▶ **LISTED ENTRIES**:
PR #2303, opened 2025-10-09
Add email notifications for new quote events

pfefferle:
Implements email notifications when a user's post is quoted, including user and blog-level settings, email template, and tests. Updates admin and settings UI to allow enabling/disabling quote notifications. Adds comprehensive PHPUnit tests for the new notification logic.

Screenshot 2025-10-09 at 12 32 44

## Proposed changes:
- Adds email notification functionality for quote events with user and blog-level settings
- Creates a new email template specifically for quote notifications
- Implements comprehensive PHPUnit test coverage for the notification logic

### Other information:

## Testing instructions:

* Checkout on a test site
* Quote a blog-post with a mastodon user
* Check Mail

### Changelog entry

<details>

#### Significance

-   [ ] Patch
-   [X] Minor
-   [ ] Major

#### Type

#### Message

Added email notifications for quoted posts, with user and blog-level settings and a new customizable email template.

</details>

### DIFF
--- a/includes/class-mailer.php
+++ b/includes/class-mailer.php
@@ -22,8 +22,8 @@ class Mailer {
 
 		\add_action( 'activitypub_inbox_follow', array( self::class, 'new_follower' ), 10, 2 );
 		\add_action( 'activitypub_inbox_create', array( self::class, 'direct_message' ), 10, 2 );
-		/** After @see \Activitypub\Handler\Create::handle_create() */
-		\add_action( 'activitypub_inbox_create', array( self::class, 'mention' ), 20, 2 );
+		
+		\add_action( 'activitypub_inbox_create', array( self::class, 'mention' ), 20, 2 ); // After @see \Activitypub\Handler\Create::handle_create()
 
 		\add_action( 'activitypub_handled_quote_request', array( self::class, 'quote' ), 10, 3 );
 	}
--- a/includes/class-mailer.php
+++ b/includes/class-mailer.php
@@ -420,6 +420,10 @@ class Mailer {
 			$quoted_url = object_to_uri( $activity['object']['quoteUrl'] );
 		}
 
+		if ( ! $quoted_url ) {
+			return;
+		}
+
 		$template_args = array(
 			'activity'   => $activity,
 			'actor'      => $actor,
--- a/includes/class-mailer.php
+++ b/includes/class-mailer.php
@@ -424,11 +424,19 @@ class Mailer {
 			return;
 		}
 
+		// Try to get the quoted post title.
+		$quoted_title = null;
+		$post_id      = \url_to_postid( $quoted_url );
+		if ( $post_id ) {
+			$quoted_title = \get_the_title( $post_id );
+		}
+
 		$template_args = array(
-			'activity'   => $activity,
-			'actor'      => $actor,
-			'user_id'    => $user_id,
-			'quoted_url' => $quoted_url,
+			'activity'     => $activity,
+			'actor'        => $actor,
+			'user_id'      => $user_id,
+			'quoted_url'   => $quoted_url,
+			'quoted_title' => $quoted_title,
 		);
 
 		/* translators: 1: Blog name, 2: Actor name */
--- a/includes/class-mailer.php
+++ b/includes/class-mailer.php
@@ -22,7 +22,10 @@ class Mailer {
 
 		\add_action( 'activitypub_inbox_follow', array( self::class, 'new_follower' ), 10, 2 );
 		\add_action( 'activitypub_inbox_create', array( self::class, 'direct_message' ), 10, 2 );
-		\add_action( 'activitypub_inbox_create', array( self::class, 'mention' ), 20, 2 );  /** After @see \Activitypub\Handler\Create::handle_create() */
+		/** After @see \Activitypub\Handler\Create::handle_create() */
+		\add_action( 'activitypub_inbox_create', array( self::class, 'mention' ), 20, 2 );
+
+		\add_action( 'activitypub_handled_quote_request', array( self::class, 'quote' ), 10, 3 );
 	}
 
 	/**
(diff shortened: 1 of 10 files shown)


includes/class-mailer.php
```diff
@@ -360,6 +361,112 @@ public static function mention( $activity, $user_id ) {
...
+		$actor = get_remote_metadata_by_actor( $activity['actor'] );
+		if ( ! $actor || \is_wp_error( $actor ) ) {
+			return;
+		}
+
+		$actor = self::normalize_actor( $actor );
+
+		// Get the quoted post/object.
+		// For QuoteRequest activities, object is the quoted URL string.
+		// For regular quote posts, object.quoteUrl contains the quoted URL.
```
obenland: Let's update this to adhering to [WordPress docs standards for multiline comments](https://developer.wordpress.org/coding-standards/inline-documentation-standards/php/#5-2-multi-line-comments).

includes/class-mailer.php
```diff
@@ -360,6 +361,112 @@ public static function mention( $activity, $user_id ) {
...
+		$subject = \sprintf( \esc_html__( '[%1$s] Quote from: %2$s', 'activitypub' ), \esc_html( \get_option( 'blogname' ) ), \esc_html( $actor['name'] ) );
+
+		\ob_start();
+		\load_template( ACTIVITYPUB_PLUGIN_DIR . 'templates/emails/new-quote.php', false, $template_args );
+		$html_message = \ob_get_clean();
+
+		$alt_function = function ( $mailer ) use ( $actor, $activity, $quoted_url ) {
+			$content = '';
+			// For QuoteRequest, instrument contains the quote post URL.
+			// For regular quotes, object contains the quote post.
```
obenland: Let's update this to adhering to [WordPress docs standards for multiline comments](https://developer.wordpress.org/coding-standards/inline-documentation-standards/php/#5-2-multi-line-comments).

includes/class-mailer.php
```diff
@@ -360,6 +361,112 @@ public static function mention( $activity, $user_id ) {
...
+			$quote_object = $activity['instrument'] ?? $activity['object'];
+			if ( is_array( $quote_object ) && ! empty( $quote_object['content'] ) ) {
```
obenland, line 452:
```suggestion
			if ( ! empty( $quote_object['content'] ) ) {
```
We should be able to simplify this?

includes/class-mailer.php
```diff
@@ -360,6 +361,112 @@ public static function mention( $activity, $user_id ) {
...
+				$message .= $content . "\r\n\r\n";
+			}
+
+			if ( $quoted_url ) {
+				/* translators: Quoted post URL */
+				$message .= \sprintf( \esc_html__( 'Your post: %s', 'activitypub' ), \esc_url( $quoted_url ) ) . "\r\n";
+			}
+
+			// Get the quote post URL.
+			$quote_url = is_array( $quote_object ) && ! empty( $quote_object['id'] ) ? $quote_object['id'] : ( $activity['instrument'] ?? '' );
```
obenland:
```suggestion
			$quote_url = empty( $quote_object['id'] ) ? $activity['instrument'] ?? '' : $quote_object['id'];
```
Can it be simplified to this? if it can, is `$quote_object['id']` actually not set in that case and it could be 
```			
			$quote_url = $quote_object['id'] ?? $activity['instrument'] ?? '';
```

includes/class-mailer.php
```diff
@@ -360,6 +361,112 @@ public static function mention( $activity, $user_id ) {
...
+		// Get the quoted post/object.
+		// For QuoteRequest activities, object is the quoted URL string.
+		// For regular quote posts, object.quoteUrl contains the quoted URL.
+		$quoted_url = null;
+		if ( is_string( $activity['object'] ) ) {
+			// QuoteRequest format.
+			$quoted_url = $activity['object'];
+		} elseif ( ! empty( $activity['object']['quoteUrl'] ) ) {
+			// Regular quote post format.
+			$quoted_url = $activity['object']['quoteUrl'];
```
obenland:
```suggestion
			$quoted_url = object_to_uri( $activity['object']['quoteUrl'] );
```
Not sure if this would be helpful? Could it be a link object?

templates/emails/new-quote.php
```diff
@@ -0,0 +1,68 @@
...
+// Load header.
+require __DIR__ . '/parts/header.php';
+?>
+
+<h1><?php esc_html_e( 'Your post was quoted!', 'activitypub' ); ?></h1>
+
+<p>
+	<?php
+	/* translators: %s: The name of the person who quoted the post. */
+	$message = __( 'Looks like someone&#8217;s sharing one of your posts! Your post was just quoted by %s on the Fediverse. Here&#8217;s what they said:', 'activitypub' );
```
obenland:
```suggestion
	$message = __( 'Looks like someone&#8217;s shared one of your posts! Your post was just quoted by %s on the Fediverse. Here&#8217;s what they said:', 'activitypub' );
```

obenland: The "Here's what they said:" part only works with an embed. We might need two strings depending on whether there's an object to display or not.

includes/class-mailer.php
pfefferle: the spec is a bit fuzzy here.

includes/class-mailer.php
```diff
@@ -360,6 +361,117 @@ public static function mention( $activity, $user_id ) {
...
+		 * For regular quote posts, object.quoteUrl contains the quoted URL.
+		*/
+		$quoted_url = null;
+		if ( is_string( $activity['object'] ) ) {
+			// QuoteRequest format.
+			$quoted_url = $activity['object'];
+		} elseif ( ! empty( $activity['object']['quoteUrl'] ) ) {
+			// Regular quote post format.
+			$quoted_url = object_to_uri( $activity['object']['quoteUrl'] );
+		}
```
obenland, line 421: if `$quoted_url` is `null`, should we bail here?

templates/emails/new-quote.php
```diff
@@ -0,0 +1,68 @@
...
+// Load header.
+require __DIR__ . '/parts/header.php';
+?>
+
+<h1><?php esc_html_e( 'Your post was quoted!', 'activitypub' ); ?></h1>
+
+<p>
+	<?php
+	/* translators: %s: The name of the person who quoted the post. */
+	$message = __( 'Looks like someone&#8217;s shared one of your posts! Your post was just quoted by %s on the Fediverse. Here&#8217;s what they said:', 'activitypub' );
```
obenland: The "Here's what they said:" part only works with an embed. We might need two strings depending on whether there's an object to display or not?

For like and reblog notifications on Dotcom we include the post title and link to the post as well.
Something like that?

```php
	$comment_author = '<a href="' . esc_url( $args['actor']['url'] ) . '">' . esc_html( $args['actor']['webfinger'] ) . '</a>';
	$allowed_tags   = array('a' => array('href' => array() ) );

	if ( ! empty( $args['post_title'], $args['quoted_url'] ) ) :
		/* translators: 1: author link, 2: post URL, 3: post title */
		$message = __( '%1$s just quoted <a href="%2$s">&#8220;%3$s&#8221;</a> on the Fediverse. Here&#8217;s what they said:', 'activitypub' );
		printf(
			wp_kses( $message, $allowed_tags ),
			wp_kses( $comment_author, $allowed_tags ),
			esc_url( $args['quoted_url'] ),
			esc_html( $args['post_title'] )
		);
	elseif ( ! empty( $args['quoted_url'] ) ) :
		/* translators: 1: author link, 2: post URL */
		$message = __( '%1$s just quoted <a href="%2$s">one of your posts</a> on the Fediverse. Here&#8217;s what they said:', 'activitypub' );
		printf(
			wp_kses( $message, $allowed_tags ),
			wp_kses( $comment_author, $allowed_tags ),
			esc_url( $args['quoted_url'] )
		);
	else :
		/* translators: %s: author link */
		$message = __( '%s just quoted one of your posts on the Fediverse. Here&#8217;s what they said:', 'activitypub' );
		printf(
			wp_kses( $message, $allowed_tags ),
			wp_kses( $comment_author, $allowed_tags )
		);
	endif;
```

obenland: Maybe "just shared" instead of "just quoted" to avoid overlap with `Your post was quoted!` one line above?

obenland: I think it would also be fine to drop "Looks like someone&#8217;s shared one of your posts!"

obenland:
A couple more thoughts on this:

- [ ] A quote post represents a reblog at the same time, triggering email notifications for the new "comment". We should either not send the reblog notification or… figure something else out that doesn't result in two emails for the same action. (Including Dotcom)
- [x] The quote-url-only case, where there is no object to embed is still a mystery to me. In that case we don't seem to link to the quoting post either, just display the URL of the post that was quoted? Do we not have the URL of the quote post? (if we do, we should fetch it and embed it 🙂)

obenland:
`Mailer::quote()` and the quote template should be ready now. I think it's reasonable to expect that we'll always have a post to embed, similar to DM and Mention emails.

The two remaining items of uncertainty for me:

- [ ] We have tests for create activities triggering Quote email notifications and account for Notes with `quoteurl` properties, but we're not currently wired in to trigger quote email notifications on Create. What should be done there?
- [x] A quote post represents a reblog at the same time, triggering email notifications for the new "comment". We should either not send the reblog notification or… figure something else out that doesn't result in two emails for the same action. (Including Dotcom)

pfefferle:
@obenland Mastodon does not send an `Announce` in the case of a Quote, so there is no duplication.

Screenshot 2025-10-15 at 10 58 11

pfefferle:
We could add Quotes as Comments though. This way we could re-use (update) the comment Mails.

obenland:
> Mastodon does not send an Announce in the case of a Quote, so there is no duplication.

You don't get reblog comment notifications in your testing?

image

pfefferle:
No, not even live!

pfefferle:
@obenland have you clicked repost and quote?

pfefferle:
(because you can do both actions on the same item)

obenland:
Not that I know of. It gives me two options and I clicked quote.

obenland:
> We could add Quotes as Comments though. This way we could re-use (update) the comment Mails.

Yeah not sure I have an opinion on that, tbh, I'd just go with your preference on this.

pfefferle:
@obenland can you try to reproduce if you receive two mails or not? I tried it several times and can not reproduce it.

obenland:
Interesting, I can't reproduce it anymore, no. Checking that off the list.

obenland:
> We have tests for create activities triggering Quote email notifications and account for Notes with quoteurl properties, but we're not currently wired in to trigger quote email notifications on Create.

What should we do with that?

▶ **WHAT IS BEING ASKED**:
Up to and including the line with "#### Message", restate the records above word for word from the very first line.

▶ **THE COMPLETED TASK**:
PR #2303, opened 2025-10-09
Add email notifications for new quote events

pfefferle:
Implements email notifications when a user's post is quoted, including user and blog-level settings, email template, and tests. Updates admin and settings UI to allow enabling/disabling quote notifications. Adds comprehensive PHPUnit tests for the new notification logic.

Screenshot 2025-10-09 at 12 32 44

## Proposed changes:
- Adds email notification functionality for quote events with user and blog-level settings
- Creates a new email template specifically for quote notifications
- Implements comprehensive PHPUnit test coverage for the notification logic

### Other information:

## Testing instructions:

* Checkout on a test site
* Quote a blog-post with a mastodon user
* Check Mail

### Changelog entry

<details>

#### Significance

-   [ ] Patch
-   [X] Minor
-   [ ] Major

#### Type

#### Message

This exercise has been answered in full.